[Work instruction] Repeat exactly the lines from the first line of the records through the line containing "- cfg['key'] -> config value", and nothing more.

[Provided material]

PR #119, opened 2020-04-01
better ENV management in dev/prod

olivierteboul:


icubam/config.py
```diff
@@ -46,7 +58,10 @@ def _preprocess(self, conf):
...
     return result
 
-  def __getattr__(self, key: str):
+  def __getitem__(self, key: str):
     if key.upper() == key:
       return self.env.get(key)
     return self.conf.get(key)
+
+  def __getattr__(self, key):
+    return self[key]
```
rth, line 67: IMO the shortcuts,
 - cfg.key -> config value
 - cfg['key'] -> config value
 - cfg['KEY']  -> env variable 

can lead to confusion, I would have removed the last option in favor of `cfg.env.get('key')` explicitly. Env variables shouldn't be accessed that often anyway?

But that's a comment about existing code, not necessarily this PR

olivierteboul: it s a good point Roman. I would probably require a proper PR though

olivierteboul:
closing for now

PR #124, opened 2020-04-01
Backoffice: styles in form and tables

olivierteboul:


rth:
If I wanted to check this out, what is the URL endpoint for backoffice? It is started with the same `scripts/run_server.py` script, right?

olivierteboul:
python3 -m scripts.run_server --server=backoffice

[Finished exercise]
PR #119, opened 2020-04-01
better ENV management in dev/prod

olivierteboul:


icubam/config.py
```diff
@@ -46,7 +58,10 @@ def _preprocess(self, conf):
...
     return result
 
-  def __getattr__(self, key: str):
+  def __getitem__(self, key: str):
     if key.upper() == key:
       return self.env.get(key)
     return self.conf.get(key)
+
+  def __getattr__(self, key):
+    return self[key]
```
rth, line 67: IMO the shortcuts,
 - cfg.key -> config value
 - cfg['key'] -> config value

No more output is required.